Comment 6 Andy Kaylor 2021-11-19 15:50:00 PST

One other thing I wanted to make note of with regard to the function attributes is that the use of function attributes when fast-math is enabled throughout a function has a potential benefit to bitcode size. The way clang generates IR, setting both instruction-level FMF and the function attributes, wouldn't get this benefit, but we could potentially add it as an optimization just before the BitcodeWriter is invoked.

When an instruction has fast-math flags set, the BitcodeWriter emits an extra byte for those flags. If no flags are set, a byte is saved for each instruction.
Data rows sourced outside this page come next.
PR #544, opened 2025-06-12
Update android_system_bar_protection_kotlin to change alpha

ashnohe:


views/src/main/java/insets/SystemBarProtectionSnippet.kt
```diff
@@ -51,18 +51,18 @@ class SystemBarProtectionSnippet : AppCompatActivity() {
             insets
         }
 
-        // [START android_system_bar_protection_kotlin]
         val red = 52
         val green = 168
         val blue = 83
+        val paneBackgroundColor = Color.argb(255, red, green, blue)
```
alabiaga: if we are making it completely opaque just use  https://developer.android.com/reference/android/graphics/Color#rgb(int,%20int,%20int)

alabiaga (approved):

PR #546, opened 2025-06-17
Fix code to also support external apps

tiwiz:


compose/snippets/src/main/java/com/example/compose/snippets/draganddrop/DragAndDropSnippets.kt
```diff
@@ -71,15 +73,30 @@ private fun DragAndDropSnippet() {
     }
     // [END android_compose_drag_and_drop_4]
 
+    val activity = LocalActivity.current
```
JolandaVerhoef: consider using `LocalActivity.current?.let { activity ->` so you have a non-null activity

compose/snippets/src/main/java/com/example/compose/snippets/draganddrop/DragAndDropSnippets.kt
```diff
@@ -71,15 +73,30 @@ private fun DragAndDropSnippet() {
...
+
     // [START android_compose_drag_and_drop_5]
+    val externalAppCallback = remember {
```
JolandaVerhoef: What are you going to do with `externalAppCallback?`

tiwiz: Not much, really, I just need it to update the guide [here](https://developer.android.com/develop/ui/compose/touch-input/user-interactions/drag-and-drop#receive-drop). Should we use it in the snippet as well?

compose/snippets/src/main/java/com/example/compose/snippets/draganddrop/DragAndDropSnippets.kt
tiwiz: Would it be clear, since it's outside the scope of the snippet?

JolandaVerhoef: I think it's okay. If people see you use `activity` they will know they need to get an activity from somewhere.

PR #902, opened 2026-05-06
Migrate Health connect documentation snippets

shounbi:
Code snippets for [health Connect site](https://developer.android.com/health-and-fitness/health-connect)


healthconnect/src/main/java/com/example/healthconnect/MyWearableService.kt
```diff
@@ -41,14 +55,157 @@ class MyWearableService : CompanionDeviceService() {
 
         serviceScope.launch {
             val granted = healthConnectClient?.permissionController?.getGrantedPermissions()
-            // ... set up GATT and subscribe ...
+
+            // 1. Check permissions ONCE when the device connects
+            if (granted?.contains(HealthPermission.getWritePermission(HeartRateRecord::class)) == true) {
```
kkuan2011: do you need "== true"? I think it would be enough to do the if check on the contains() call.

healthconnect/src/main/java/com/example/healthconnect/MyWearableService.kt
```diff
@@ -41,14 +55,157 @@ class MyWearableService : CompanionDeviceService() {
...
+                TimeRangeFilter.between(startTime, endTime)
+            )
+        )
+
+        val exerciseRecord = readResponse.records.firstOrNull() ?: return
+        val recordId = exerciseRecord.metadata.id
+
+        // 3. Read the specific record to check for the route
+        val sessionResponse = client.readRecord(ExerciseSessionRecord::class, recordId)
+        val exerciseSessionRecord = sessionResponse.record
```
kkuan2011: nit: would it be easier to declare val routeResult here? since it doesn't look like you need exerciseSessionRecord in a val by itself

val routeResult = sessionResponse.record.exerciseRouteResult

when (routeResult) {
...
}

healthconnect/src/main/java/com/example/healthconnect/MyWearableService.kt
```diff
@@ -41,14 +55,157 @@ class MyWearableService : CompanionDeviceService() {
...
+                ExerciseSessionRecord::class,
+                TimeRangeFilter.between(startTime, endTime)
+            )
+        )
+
+        val exerciseRecord = readResponse.records.firstOrNull() ?: return
+        val recordId = exerciseRecord.metadata.id
+
+        // 3. Read the specific record to check for the route
+        val sessionResponse = client.readRecord(ExerciseSessionRecord::class, recordId)
```
kkuan2011, line 118: could this be null?

kkuan2011 (approved):

healthconnect/src/main/java/com/example/healthconnect/MyWearableService.kt
shounbi: readRecord returns a non-nullable response object, so the result itself won't be null.

yrezgui (approved):

PR #915, opened 2026-05-13
Add health connect snippets

shounbi:
Add snippets for Health Connect site


healthconnect/src/main/java/com/example/healthconnect/HealthConnectManager.kt
```diff
@@ -254,6 +272,247 @@ class HealthConnectManager(
         }
     }
 
+    suspend fun  createSetOfPermissionSleep(
```
yrezgui:
```suggestion
    fun createSetOfPermissionSleep(
```

healthconnect/src/main/java/com/example/healthconnect/HealthConnectManager.kt
```diff
@@ -254,6 +272,247 @@ class HealthConnectManager(
...
+                HealthPermission.getReadPermission(OxygenSaturationRecord::class),
+                HealthPermission.getWritePermission(OxygenSaturationRecord::class),
+                HealthPermission.getReadPermission(RespiratoryRateRecord::class),
+                HealthPermission.getWritePermission(RespiratoryRateRecord::class)
+            )
+            // [END android_healthconnect_create_set_of_permissions_sleep]
+        return permissions
+    }
+
+    suspend fun  createSetOfPermissionVitals(
```
yrezgui:
```suggestion
    fun createSetOfPermissionVitals(
```

healthconnect/src/main/java/com/example/healthconnect/HealthConnectManager.kt
```diff
@@ -254,6 +272,247 @@ class HealthConnectManager(
...
+                HealthPermission.getReadPermission(HeartRateRecord::class),
+                HealthPermission.getWritePermission(HeartRateRecord::class),
+                HealthPermission.getReadPermission(BodyTemperatureRecord::class),
+                HealthPermission.getWritePermission(BodyTemperatureRecord::class)
+            )
+        // [END android_healthconnect_create_set_of_permissions_vitals]
+        return permissions
+    }
+
+    suspend fun  createSetOfPermissionWorkout(
```
yrezgui:
```suggestion
    fun createSetOfPermissionWorkout(
```

healthconnect/src/main/java/com/example/healthconnect/HealthConnectManager.kt
```diff
@@ -254,6 +272,247 @@ class HealthConnectManager(
...
+        // [START android_healthconnect_check_permission_granted]
+        if (!granted.containsAll(permissions)) {
+            // Check if required permissions are not granted, and return
+        }
+        // Permissions already granted; proceed with inserting or reading data
+        // [START android_healthconnect_check_permission_granted]
+        return permissions
+    }
+
+    suspend fun  createSetOfPermissionGetStarted(
```
yrezgui:
```suggestion
    fun createSetOfPermissionGetStarted(
```

healthconnect/src/main/java/com/example/healthconnect/HealthConnectManager.kt
```diff
@@ -254,6 +272,247 @@ class HealthConnectManager(
...
+                HealthPermission.getReadPermission(HeartRateRecord::class),
+                HealthPermission.getWritePermission(HeartRateRecord::class),
+                HealthPermission.getReadPermission(StepsRecord::class),
+                HealthPermission.getWritePermission(StepsRecord::class)
+            )
+        // [END android_healthconnect_create_set_of_permissions_user]
+        return permissions
+    }
+
+    suspend fun  createPermissionStep(
```
yrezgui:
```suggestion
    fun createPermissionStep(
```

healthconnect/src/main/java/com/example/healthconnect/HealthConnectManager.kt
```diff
@@ -254,6 +272,247 @@ class HealthConnectManager(
...
+        val permissions =
+            setOf(
+                HealthPermission.getReadPermission(StepsRecord::class),
+                HealthPermission.getWritePermission(StepsRecord::class)
+            )
+        // [END android_healthconnect_create_set_of_permissions_step]
+        return permissions
+    }
+
+    suspend fun  createPermissionHeartRate(): Set<String> {
```
yrezgui:
```suggestion
    fun createPermissionHeartRate(): Set<String> {
```

healthconnect/src/main/java/com/example/healthconnect/HealthConnectManager.kt
```diff
@@ -254,6 +272,247 @@ class HealthConnectManager(
         }
     }
 
+    suspend fun  createSetOfPermissionSleep(
+        healthConnectClient: HealthConnectClient,
+        record: StepsRecord
```
yrezgui: Parameters not needed

healthconnect/src/main/java/com/example/healthconnect/HealthConnectManager.kt
```diff
@@ -254,6 +272,247 @@ class HealthConnectManager(
...
+                HealthPermission.getReadPermission(RespiratoryRateRecord::class),
+                HealthPermission.getWritePermission(RespiratoryRateRecord::class)
+            )
+            // [END android_healthconnect_create_set_of_permissions_sleep]
+        return permissions
+    }
+
+    suspend fun  createSetOfPermissionVitals(
+        healthConnectClient: HealthConnectClient,
+        record: StepsRecord
```
yrezgui: Parameters not needed

healthconnect/src/main/java/com/example/healthconnect/HealthConnectManager.kt
```diff
@@ -254,6 +272,247 @@ class HealthConnectManager(
...
+                HealthPermission.getReadPermission(BodyTemperatureRecord::class),
+                HealthPermission.getWritePermission(BodyTemperatureRecord::class)
+            )
+        // [END android_healthconnect_create_set_of_permissions_vitals]
+        return permissions
+    }
+
+    suspend fun  createSetOfPermissionWorkout(
+        healthConnectClient: HealthConnectClient,
+        record: StepsRecord
```
yrezgui: Parameter not needed

healthconnect/src/main/java/com/example/healthconnect/HealthConnectManager.kt
```diff
@@ -254,6 +272,247 @@ class HealthConnectManager(
...
+            // Check if required permissions are not granted, and return
+        }
+        // Permissions already granted; proceed with inserting or reading data
+        // [START android_healthconnect_check_permission_granted]
+        return permissions
+    }
+
+    suspend fun  createSetOfPermissionGetStarted(
+        healthConnectClient: HealthConnectClient,
+        record: StepsRecord
```
yrezgui: Parameters not needed

healthconnect/src/main/java/com/example/healthconnect/HealthConnectManager.kt
```diff
@@ -254,6 +272,247 @@ class HealthConnectManager(
...
+                HealthPermission.getReadPermission(StepsRecord::class),
+                HealthPermission.getWritePermission(StepsRecord::class)
+            )
+        // [END android_healthconnect_create_set_of_permissions_user]
+        return permissions
+    }
+
+    suspend fun  createPermissionStep(
+        healthConnectClient: HealthConnectClient,
+        record: StepsRecord
```
yrezgui: Parameters not needed

healthconnect/src/main/java/com/example/healthconnect/HealthConnectManager.kt
```diff
@@ -254,6 +272,247 @@ class HealthConnectManager(
...
+                device = Device(type = Device.Companion.TYPE_PHONE)
+            )
+        )
+        val insertedPlannedExerciseSessions =
+            healthConnectClient.insertRecords(listOf(plannedExerciseSessionRecord)).recordIdsList
+        val insertedPlannedExerciseSessionId = insertedPlannedExerciseSessions.first()
+        // [END android_healthconnect_check_permission_planned_excerise_session]
+    }
+
+    @SuppressLint("RestrictedApi")
```
yrezgui, line 500: Why is this required?

healthconnect/src/main/java/com/example/healthconnect/HealthConnectManager.kt
```diff
@@ -978,4 +1237,45 @@ class HealthConnectManager(
         healthConnectClient.insertRecords(listOf(session))
         // [END android_healthconnect_write_exercise_route]
     }
+
+    @SuppressLint("RestrictedApi")
```
yrezgui, line 1247: Why is this required?

yrezgui (changes requested):
You need to apply spotless

healthconnect/src/main/java/com/example/healthconnect/HealthConnectManager.kt
shounbi: I added it to fix the lint error I was getting `ExerciseSessionRecord can only be called from within the same library (androidx.health.connect:connect-client)`

healthconnect/src/main/java/com/example/healthconnect/HealthConnectManager.kt
shounbi: I added it to fix the lint error I was getting `
ExerciseSessionRecord can only be called from within the same library (androidx.health.connect:connect-client)`

healthconnect/src/main/java/com/example/healthconnect/HealthConnectManager.kt
shounbi: Suspend function 'suspend fun getGrantedPermissions(): Set<String>' can only be called from a coroutine or another suspend function.

shounbi:
> You need to apply spotless

I have ran spotless command ( ./gradlew spotlessApply)

healthconnect/src/main/java/com/example/healthconnect/HealthConnectManager.kt
kkuan2011: how about this pending comment?

healthconnect/src/main/java/com/example/healthconnect/HealthConnectManager.kt
```diff
@@ -254,6 +274,234 @@ class HealthConnectManager(
...
+            title = "Run at lake",
+            notes = null,
+            metadata = Metadata(
+                device = Device(type = Device.Companion.TYPE_PHONE),
+            ),
+            startZoneOffset = null,
+            endZoneOffset = null,
+        )
+        val insertedPlannedExerciseSessions =
+            healthConnectClient.insertRecords(listOf(plannedExerciseSessionRecord)).recordIdsList
```
kkuan2011: do you need to check that insertRecords() was successful before calling recordIdsList? and getting the first index from it?

healthconnect/src/main/java/com/example/healthconnect/HealthConnectManager.kt
```diff
@@ -254,6 +274,234 @@ class HealthConnectManager(
...
+        // [END android_healthconnect_check_permission_planned_exercise_session]
+    }
+
+    @SuppressLint("RestrictedApi")
+    suspend fun  insertRecords(
+        healthConnectClient: HealthConnectClient,
+        startTime: Instant
+    ){
+        // [START android_healthconnect_create_insert_record]
+        val sessionId = UUID.randomUUID().toString()
```
kkuan2011: nit: does this need to be used anywhere?

healthconnect/src/main/java/com/example/healthconnect/HealthConnectManager.kt
kkuan2011: same here, what do you think of this pending comment?

healthconnect/src/main/java/com/example/healthconnect/HealthConnectManager.kt
kkuan2011: Is this okay for an external dev to call then? or is it an internal API only meant for being called within the library? And same question for the other times you suppress the lint error below too.

healthconnect/src/main/java/com/example/healthconnect/HealthConnectManager.kt
```diff
@@ -978,4 +1226,173 @@ class HealthConnectManager(
...
+        )
+        val insertedHeartRateRecords = healthConnectClient.insertRecords(listOf(heartRateRecord))
+        // [END android_healthconnect_insert_segment_exercise_session_with_handler]
+    }
+
+    suspend fun checkPermissionsAndRun(
+        healthConnectClient: HealthConnectClient,
+        launcher: ActivityResultLauncher<Set<String>>
+    ) {
+        val PERMISSIONS = setOf(
```
kkuan2011: I think this just can be lowercase "permissions" because it's not a constant or top level val https://kotlinlang.org/docs/coding-conventions.html#property-names

healthconnect/src/main/java/com/example/healthconnect/HealthConnectManager.kt
```diff
@@ -978,4 +1226,173 @@ class HealthConnectManager(
...
+            samples = samples,
+            metadata = Metadata(
+                device = Device(type = Device.Companion.TYPE_WATCH)
+            )
+        )
+        val insertedHeartRateRecords = healthConnectClient.insertRecords(listOf(heartRateRecord))
+        // [END android_healthconnect_insert_segment_exercise_session_with_handler]
+    }
+
+    suspend fun checkPermissionsAndRun(
```
kkuan2011: I think this isn't quite the full picture of how we ideally show developers how to request permissions because the "Permissions granted, proceed with inserting/reading data" should be part of the registerForActivityResult callback. What do you think about showing this code within the context of an activity?

healthconnect/src/main/java/com/example/healthconnect/HealthConnectManager.kt
shounbi: No it's not, i'll take it out.

healthconnect/src/main/java/com/example/healthconnect/HealthConnectManager.kt
shounbi: Thanks for pointing this out! insertRecords() throws an exception on failure rather than returning an empty response, so execution would stop before reaching .first(). That said, you're absolutely right that we should handle failures gracefully. I’ve wrapped it in a try-catch block to handle exceptions and switched to firstOrNull() for safety.

healthconnect/src/main/java/com/example/healthconnect/HealthConnectManager.kt
shounbi: Good catch. You're completely right, the previous snippet didn’t show how the asynchronous flow actually behaves, leaving the callback completely missing.

Since this page uses Jetpack Compose, I've moved the permission flow directly into the context of `HealthConnectScreen` using `rememberLauncherForActivityResult`.

Now, developers can clearly see the contract registration, the explicit callback handling, and how the runtime permission check guards the button actions.

healthconnect/src/main/java/com/example/healthconnect/HealthConnectManager.kt
shounbi: Yes, it is completely safe and intended for external developers. The RestrictedApi lint error here is a known bug in Google’s Jetpack Health Connect library compilation, not an intentional restriction on external developers.

healthconnect/src/main/java/com/example/healthconnect/HealthConnectActivity.kt
```diff
@@ -115,6 +120,27 @@ fun HealthConnectScreen(modifier: Modifier) {
         healthConnectClient?.let { HealthConnectManager(it) }
     }
 
+    // [START android_healthconnect_check_permission_launcher]
+    val permissions = remember {
```
kkuan2011: I don't think we need "remember {}" here because it's a static list, can we just have permissions = setOf(...)?

healthconnect/src/main/java/com/example/healthconnect/HealthConnectActivity.kt
```diff
@@ -135,10 +161,15 @@ fun HealthConnectScreen(modifier: Modifier) {
...
                         coroutineScope.launch {
-                            val startTime = Instant.now().minusSeconds(3600)
-                            val endTime = Instant.now()
-                            manager.insertSteps(startTime, endTime)
-                            snackbarHostState.showSnackbar("Steps inserted!")
+                            val granted = healthConnectClient?.permissionController?.getGrantedPermissions()
+                            if (granted?.containsAll(permissions) == true) {
+                                val startTime = Instant.now().minusSeconds(3600)
+                                val endTime = Instant.now()
+                                manager.insertSteps(startTime, endTime)
```
kkuan2011: does this insertSteps() call need to be on an I/O thread? because I thought coroutineScope uses the main dispatcher by default

healthconnect/src/main/java/com/example/healthconnect/HealthConnectManager.kt
```diff
@@ -254,6 +274,251 @@ class HealthConnectManager(
         }
     }
 
+    fun  createSetOfPermissionSleep(): Set<String> {
```
kkuan2011, line 277: return value can be Unit for these createPermission..() methods in this file right?

healthconnect/src/main/java/com/example/healthconnect/HealthConnectManager.kt
```diff
@@ -254,6 +274,251 @@ class HealthConnectManager(
...
+        val permissions =
+            setOf(
+                HealthPermission.getReadPermission(HeartRateRecord::class),
+                HealthPermission.getWritePermission(HeartRateRecord::class)
+            )
+        // [END android_healthconnect_create_set_of_permissions_heart_rate]
+        return permissions
+    }
+
+    suspend fun  createPermissionSleepSession(): Set<String> {
```
kkuan2011: for the methods in this file, can you double check that you only add suspend onto the functions that require it?  for example, I think suspend can be removed here and we can return Unit for the method

healthconnect/src/main/java/com/example/healthconnect/HealthConnectManager.kt
shounbi: No, It cannot be Unit if you actually want to use these permissions later in your code. Right now It builds the set and returns it so that another part of your app (like your permission request launcher) can actually use it to ask the user for access.

healthconnect/src/main/java/com/example/healthconnect/HealthConnectActivity.kt
```diff
@@ -134,11 +160,28 @@ fun HealthConnectScreen(modifier: Modifier) {
...
                 item {
                     Button(onClick = {
+                        // Starts on Main thread by default
                         coroutineScope.launch {
-                            val startTime = Instant.now().minusSeconds(3600)
-                            val endTime = Instant.now()
-                            manager.insertSteps(startTime, endTime)
-                            snackbarHostState.showSnackbar("Steps inserted!")
+                            // 1. Check permissions on IO thread, but await the result here on Main
+                            val granted = withContext(Dispatchers.IO) {
```
kkuan2011: I believe you don't need to wrap this call in the withContext(Dispatchers.IO) block:
healthConnectClient?.permissionController?.getGrantedPermissions()

healthconnect/src/main/java/com/example/healthconnect/HealthConnectActivity.kt
```diff
@@ -150,13 +193,29 @@ fun HealthConnectScreen(modifier: Modifier) {
                         modifier = Modifier.padding(top = 8.dp),
                         onClick = {
                             coroutineScope.launch {
-                                val startTime = Instant.now().minus(Duration.ofDays(1))
-                                val endTime = Instant.now()
+                                // Check permissions on the I/O thread pool
+                                val granted = withContext(Dispatchers.IO) {
```
kkuan2011: same here, I believe you don't need to wrap this call in a withContext(Dispatchers.IO) block

kkuan2011 (approved):

healthconnect/src/main/java/com/example/healthconnect/HealthConnectActivity.kt
```diff
@@ -134,11 +160,27 @@ fun HealthConnectScreen(modifier: Modifier) {
             if (manager != null) {
                 item {
                     Button(onClick = {
+                        // Starts on Main thread by default
                         coroutineScope.launch {
-                            val startTime = Instant.now().minusSeconds(3600)
-                            val endTime = Instant.now()
-                            manager.insertSteps(startTime, endTime)
-                            snackbarHostState.showSnackbar("Steps inserted!")
+                            // 1. Check permissions on IO thread, but await the result here on Main
```
kkuan2011: nit: update comment

healthconnect/src/main/java/com/example/healthconnect/HealthConnectActivity.kt
```diff
@@ -134,11 +160,27 @@ fun HealthConnectScreen(modifier: Modifier) {
...
+                            val granted = healthConnectClient?.permissionController?.getGrantedPermissions()
+
+
```
kkuan2011: nit: remove extra blank line

healthconnect/src/main/java/com/example/healthconnect/HealthConnectActivity.kt
```diff
@@ -150,13 +192,27 @@ fun HealthConnectScreen(modifier: Modifier) {
                         modifier = Modifier.padding(top = 8.dp),
                         onClick = {
                             coroutineScope.launch {
-                                val startTime = Instant.now().minus(Duration.ofDays(1))
-                                val endTime = Instant.now()
+                                // Check permissions on the I/O thread pool
```
kkuan2011: update comment

kkuan2011 (approved):

kkuan2011:
I'm going to merge now, but can you address the nits in a follow up CL?

kkuan2011:
actually I'm not able to merge, I think Yacine needs to change his review status?

yrezgui (approved):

If anyone cared about bitcode size (and I'm pretty sure there are people who do), they could sweep over the IR just before writing the bitcode and remove all instruction level fast-math flags and set the function attribute for functions where all eligible instructions had the same fast-math flags set. There may even be front ends that are already taking advantage of this behavior.